▶ **Exercise requirements**:
Send back every line of the data exactly.
---- Data provided
PR #9927, opened 2015-11-08
Easier actor selection in map editor by actor bounds center

atlimit8:
Selects actor under cursor by how close its bounds center is to the cursor and then by how high its elevation is. This allows for selection (and tooltip information) of actors masked by the "Scrin Ship" in the "Defend Crash Site" shellmap of the ts mod.

### DIFF
--- a/OpenRA.Mods.Common/EditorBrushes/EditorDefaultBrush.cs
+++ b/OpenRA.Mods.Common/EditorBrushes/EditorDefaultBrush.cs
@@ -39,6 +39,7 @@ namespace OpenRA.Mods.Common.Widgets
 		readonly EditorViewportControllerWidget editorWidget;
 		readonly EditorActorLayer editorLayer;
 		readonly Dictionary<int, ResourceType> resources;
+		int2 worldPixel;
 
 		public EditorDefaultBrush(EditorViewportControllerWidget editorWidget, WorldRenderer wr)
 		{
@@ -51,6 +52,18 @@ namespace OpenRA.Mods.Common.Widgets
 				.ToDictionary(r => r.Info.ResourceType, r => r);
 		}
 
+		long CalculateActorSelectionPriority(EditorActorPreview actor)
+		{
+			var centerPixel = new int2(actor.Bounds.X, actor.Bounds.Y);
+			var pixelDistance = (centerPixel - worldPixel).Length;
+
+			// If 2+ actors have the same pixel position, then the highest appears on top.
+			var worldZPosition = actor.CenterPosition.Z;
+
+			// Sort by pixel distance then in world z position.
+			return ((long)pixelDistance << 32) + worldZPosition;
+		}
+
 		public bool HandleMouseInput(MouseInput mi)
 		{
 			// Exclusively uses mouse wheel and right mouse buttons, but nothing else
@@ -59,10 +72,10 @@ namespace OpenRA.Mods.Common.Widgets
 				mi.Event == MouseInputEvent.Down)
 				return false;
 
+			worldPixel = worldRenderer.Viewport.ViewToWorldPx(mi.Location);
 			var cell = worldRenderer.Viewport.ViewToWorld(mi.Location);
 
-			var underCursor = editorLayer.PreviewsAt(worldRenderer.Viewport.ViewToWorldPx(mi.Location))
-				.FirstOrDefault();
+			var underCursor = editorLayer.PreviewsAt(worldPixel).MinByOrDefault(CalculateActorSelectionPriority);
 
 			var mapResources = world.Map.MapResources.Value;
 			ResourceType type;


Mailaender:

OpenRA.Mods.Common/EditorBrushes/EditorDefaultBrush.cs
```diff
@@ -39,6 +39,7 @@ public class EditorDefaultBrush : IEditorBrush
 		readonly EditorViewportControllerWidget editorWidget;
 		readonly EditorActorLayer editorLayer;
 		readonly Dictionary<int, ResourceType> resources;
+		int2 worldLocation;
```
Phrohdoh: This is a screen coordinate.

atlimit8: `worldLocation = worldRenderer.Viewport.ViewToWorldPx(mi.Location)` makes it world view or projection coordinates.
I could rename it `worldViewLocation`.

atlimit8: Renamed `worldPixel for clarity`

OpenRA.Mods.Common/EditorBrushes/EditorDefaultBrush.cs
```diff
@@ -51,6 +52,15 @@ public EditorDefaultBrush(EditorViewportControllerWidget editorWidget, WorldRend
 				.ToDictionary(r => r.Info.ResourceType, r => r);
 		}
 
+		long CalculateActorSelectionPriority(EditorActorPreview actor)
+		{
+			var center = new int2(actor.Bounds.X, actor.Bounds.Y);
+			long priority = (center - worldPixel).Length;
```
Phrohdoh: Is `var` not usable here?

OpenRA.Mods.Common/EditorBrushes/EditorDefaultBrush.cs
```diff
@@ -51,6 +52,15 @@ public EditorDefaultBrush(EditorViewportControllerWidget editorWidget, WorldRend
...
+			priority <<= 32;
```
Phrohdoh: This seems entirely arbitrary.

OpenRA.Mods.Common/EditorBrushes/EditorDefaultBrush.cs
penev92: I believe he wants to enforce long over int because of the shifting by 32 bits that is done on the next line.
Interesting approach though. I think this method can use a comment or two.

OpenRA.Mods.Common/EditorBrushes/EditorDefaultBrush.cs
atlimit8: Well all it needs to be is enough pixel closeness to dominate world height, `int`s are 32 bits, `long`s are 64 bits, and shifting 32 bits is the standard approach to stuffing two 32-bit words in a 64-bit word.

pchote: I agree that this is standard, however a lot of people are scared of low level bit-wrangling.  I think @penev92's suggestion of adding a short comment is good.

pchote: You could also make it more explicit that you're not doing anything magic by combining it into `return (long)((center - worldPixel).Length) << 32 + actor.CenterPosition.Z;` instead of successively modifying a temporary var.

atlimit8:
Added temporary variables and comments with the return statement having the merging by sorting dominance;

OpenRA.Mods.Common/EditorBrushes/EditorDefaultBrush.cs
```diff
@@ -59,10 +72,11 @@ public bool HandleMouseInput(MouseInput mi)
 				mi.Event == MouseInputEvent.Down)
 				return false;
 
+			worldPixel = worldRenderer.Viewport.ViewToWorldPx(mi.Location);
 			var cell = worldRenderer.Viewport.ViewToWorld(mi.Location);
 
 			var underCursor = editorLayer.PreviewsAt(worldRenderer.Viewport.ViewToWorldPx(mi.Location))
```
RoosterDragon: You could now use `worldPixel` here, right?

atlimit8: Yup.

atlimit8:
Minor change.

OpenRA.Mods.Common/EditorBrushes/EditorDefaultBrush.cs
```diff
@@ -51,6 +52,18 @@ public EditorDefaultBrush(EditorViewportControllerWidget editorWidget, WorldRend
 				.ToDictionary(r => r.Info.ResourceType, r => r);
 		}
 
+		long CalculateActorSelectionPriority(EditorActorPreview actor)
+		{
+			var centerPixel = new int2(actor.Bounds.X, actor.Bounds.Y);
+			var pixelDistance = (centerPixel - worldPixel).Length;
+
+			// If 2+ actors have the same pixel position, then the highest appears on top.
+			var worldZPPosition = actor.CenterPosition.Z;
```
RoosterDragon: Possible typo? (Two \`P\`s)

atlimit8: Yup - Oops.

atlimit8:
Fixed typo.

OpenRA.Mods.Common/EditorBrushes/EditorDefaultBrush.cs
```diff
@@ -51,6 +52,18 @@ public EditorDefaultBrush(EditorViewportControllerWidget editorWidget, WorldRend
 				.ToDictionary(r => r.Info.ResourceType, r => r);
 		}
 
+		long CalculateActorSelectionPriority(EditorActorPreview actor)
```
RoosterDragon: I think you should pass in the world pixel as a parameter, like you're doing in #10011 (maybe rename it too, for consistency).

Will also be worth using the shared method you've created in that PR for calculating the priority.

atlimit8: I could do that, but that would:
1) make this depend on #10011.
2) replace visual ordering with in game selection.
Not that these are undesirable.

RoosterDragon: Derp, they're different - my bad. Don't worry about that then.

obrakmann:
Nice, this also helps with infantry that's hiding behind trees in the regular 2d terrain. :+1:

obrakmann:
[Changelog](https://github.com/OpenRA/OpenRA/wiki/Changelog-%28bleed%29/_compare/66e2c0458fc7f31a79a30303ff530e12774ad238)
--------
▶ **Exercise output**:
PR #9927, opened 2015-11-08
Easier actor selection in map editor by actor bounds center

atlimit8:
Selects actor under cursor by how close its bounds center is to the cursor and then by how high its elevation is. This allows for selection (and tooltip information) of actors masked by the "Scrin Ship" in the "Defend Crash Site" shellmap of the ts mod.

### DIFF
--- a/OpenRA.Mods.Common/EditorBrushes/EditorDefaultBrush.cs
+++ b/OpenRA.Mods.Common/EditorBrushes/EditorDefaultBrush.cs
@@ -39,6 +39,7 @@ namespace OpenRA.Mods.Common.Widgets
 		readonly EditorViewportControllerWidget editorWidget;
 		readonly EditorActorLayer editorLayer;
 		readonly Dictionary<int, ResourceType> resources;
+		int2 worldPixel;
 
 		public EditorDefaultBrush(EditorViewportControllerWidget editorWidget, WorldRenderer wr)
 		{
@@ -51,6 +52,18 @@ namespace OpenRA.Mods.Common.Widgets
 				.ToDictionary(r => r.Info.ResourceType, r => r);
 		}
 
+		long CalculateActorSelectionPriority(EditorActorPreview actor)
+		{
+			var centerPixel = new int2(actor.Bounds.X, actor.Bounds.Y);
+			var pixelDistance = (centerPixel - worldPixel).Length;
+
+			// If 2+ actors have the same pixel position, then the highest appears on top.
+			var worldZPosition = actor.CenterPosition.Z;
+
+			// Sort by pixel distance then in world z position.
+			return ((long)pixelDistance << 32) + worldZPosition;
+		}
+
 		public bool HandleMouseInput(MouseInput mi)
 		{
 			// Exclusively uses mouse wheel and right mouse buttons, but nothing else
@@ -59,10 +72,10 @@ namespace OpenRA.Mods.Common.Widgets
 				mi.Event == MouseInputEvent.Down)
 				return false;
 
+			worldPixel = worldRenderer.Viewport.ViewToWorldPx(mi.Location);
 			var cell = worldRenderer.Viewport.ViewToWorld(mi.Location);
 
-			var underCursor = editorLayer.PreviewsAt(worldRenderer.Viewport.ViewToWorldPx(mi.Location))
-				.FirstOrDefault();
+			var underCursor = editorLayer.PreviewsAt(worldPixel).MinByOrDefault(CalculateActorSelectionPriority);
 
 			var mapResources = world.Map.MapResources.Value;
 			ResourceType type;


Mailaender:

OpenRA.Mods.Common/EditorBrushes/EditorDefaultBrush.cs
```diff
@@ -39,6 +39,7 @@ public class EditorDefaultBrush : IEditorBrush
 		readonly EditorViewportControllerWidget editorWidget;
 		readonly EditorActorLayer editorLayer;
 		readonly Dictionary<int, ResourceType> resources;
+		int2 worldLocation;
```
Phrohdoh: This is a screen coordinate.

atlimit8: `worldLocation = worldRenderer.Viewport.ViewToWorldPx(mi.Location)` makes it world view or projection coordinates.
I could rename it `worldViewLocation`.

atlimit8: Renamed `worldPixel for clarity`

OpenRA.Mods.Common/EditorBrushes/EditorDefaultBrush.cs
```diff
@@ -51,6 +52,15 @@ public EditorDefaultBrush(EditorViewportControllerWidget editorWidget, WorldRend
 				.ToDictionary(r => r.Info.ResourceType, r => r);
 		}
 
+		long CalculateActorSelectionPriority(EditorActorPreview actor)
+		{
+			var center = new int2(actor.Bounds.X, actor.Bounds.Y);
+			long priority = (center - worldPixel).Length;
```
Phrohdoh: Is `var` not usable here?

OpenRA.Mods.Common/EditorBrushes/EditorDefaultBrush.cs
```diff
@@ -51,6 +52,15 @@ public EditorDefaultBrush(EditorViewportControllerWidget editorWidget, WorldRend
...
+			priority <<= 32;
```
Phrohdoh: This seems entirely arbitrary.

OpenRA.Mods.Common/EditorBrushes/EditorDefaultBrush.cs
penev92: I believe he wants to enforce long over int because of the shifting by 32 bits that is done on the next line.
Interesting approach though. I think this method can use a comment or two.

OpenRA.Mods.Common/EditorBrushes/EditorDefaultBrush.cs
atlimit8: Well all it needs to be is enough pixel closeness to dominate world height, `int`s are 32 bits, `long`s are 64 bits, and shifting 32 bits is the standard approach to stuffing two 32-bit words in a 64-bit word.

pchote: I agree that this is standard, however a lot of people are scared of low level bit-wrangling.  I think @penev92's suggestion of adding a short comment is good.

pchote: You could also make it more explicit that you're not doing anything magic by combining it into `return (long)((center - worldPixel).Length) << 32 + actor.CenterPosition.Z;` instead of successively modifying a temporary var.

atlimit8:
Added temporary variables and comments with the return statement having the merging by sorting dominance;

OpenRA.Mods.Common/EditorBrushes/EditorDefaultBrush.cs
```diff
@@ -59,10 +72,11 @@ public bool HandleMouseInput(MouseInput mi)
 				mi.Event == MouseInputEvent.Down)
 				return false;
 
+			worldPixel = worldRenderer.Viewport.ViewToWorldPx(mi.Location);
 			var cell = worldRenderer.Viewport.ViewToWorld(mi.Location);
 
 			var underCursor = editorLayer.PreviewsAt(worldRenderer.Viewport.ViewToWorldPx(mi.Location))
```
RoosterDragon: You could now use `worldPixel` here, right?

atlimit8: Yup.

atlimit8:
Minor change.

OpenRA.Mods.Common/EditorBrushes/EditorDefaultBrush.cs
```diff
@@ -51,6 +52,18 @@ public EditorDefaultBrush(EditorViewportControllerWidget editorWidget, WorldRend
 				.ToDictionary(r => r.Info.ResourceType, r => r);
 		}
 
+		long CalculateActorSelectionPriority(EditorActorPreview actor)
+		{
+			var centerPixel = new int2(actor.Bounds.X, actor.Bounds.Y);
+			var pixelDistance = (centerPixel - worldPixel).Length;
+
+			// If 2+ actors have the same pixel position, then the highest appears on top.
+			var worldZPPosition = actor.CenterPosition.Z;
```
RoosterDragon: Possible typo? (Two \`P\`s)

atlimit8: Yup - Oops.

atlimit8:
Fixed typo.

OpenRA.Mods.Common/EditorBrushes/EditorDefaultBrush.cs
```diff
@@ -51,6 +52,18 @@ public EditorDefaultBrush(EditorViewportControllerWidget editorWidget, WorldRend
 				.ToDictionary(r => r.Info.ResourceType, r => r);
 		}
 
+		long CalculateActorSelectionPriority(EditorActorPreview actor)
```
RoosterDragon: I think you should pass in the world pixel as a parameter, like you're doing in #10011 (maybe rename it too, for consistency).

Will also be worth using the shared method you've created in that PR for calculating the priority.

atlimit8: I could do that, but that would:
1) make this depend on #10011.
2) replace visual ordering with in game selection.
Not that these are undesirable.

RoosterDragon: Derp, they're different - my bad. Don't worry about that then.

obrakmann:
Nice, this also helps with infantry that's hiding behind trees in the regular 2d terrain. :+1:

obrakmann:
[Changelog](https://github.com/OpenRA/OpenRA/wiki/Changelog-%28bleed%29/_compare/66e2c0458fc7f31a79a30303ff530e12774ad238)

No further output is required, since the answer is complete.